2007-10-27 11:30:55 · 2 answers · asked by simonkf2002 1 in Science & Mathematics Mathematics

2 answers

(i)Yes. To see this, we have to verify that Reflexivity, Symmetry and Transitivity hold for R1.

R1 is reflexive since (1,1), (2, 2), (3, 3), (4, 4), (5, 5) belong to R1

R1 is symmetric since [ (1,2), (2, 1)], [(1, 3), (3, 1)], [(2, 3), (3,2)], [(3, 1), (1, 3)] are members of R1

R1 is transitive since for any two pairs s.t (a, b) & (b, c), we also have (a, c).

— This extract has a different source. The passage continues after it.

PR #266, opened 2020-10-28
style: the banner component now supports colorSchema as a prop

TeddyAndersson:
This changes makes it possible to choose from four defined color schemas on the banner blue, red, purple and green. This is done by passing down one of the colors to the prop colorSchema on the component.

When the property colorSchema is used on the component colors is retrieved from the styled-component theme context.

For instance (1, 2), (2, 3) imply that 3 is equivalent to 1. Indeed, we have (3, 1).

The equivalence sets for R1 are {1, 2, 3} , {4}, and {5}

(ii) No. The collection {(1, 2), (1, 3)} implies that if R2 were an equivalence relation, we would have had the pair (2, 3) in R2. But (2, 3) is not present. Hence R2 cannot be an equivalence relation.

2007-10-27 12:25:43 · answer #1 · answered by guyava99 2 · 0 0

A relation is an equivalence relation if it is reflexive, symmetric and transitive. Test all 3 of these things on each relation. If the relation satisfies all 3 of these properties then it is an equivalence relation.

Hint: one of them is an equivalence relation and the other one is not.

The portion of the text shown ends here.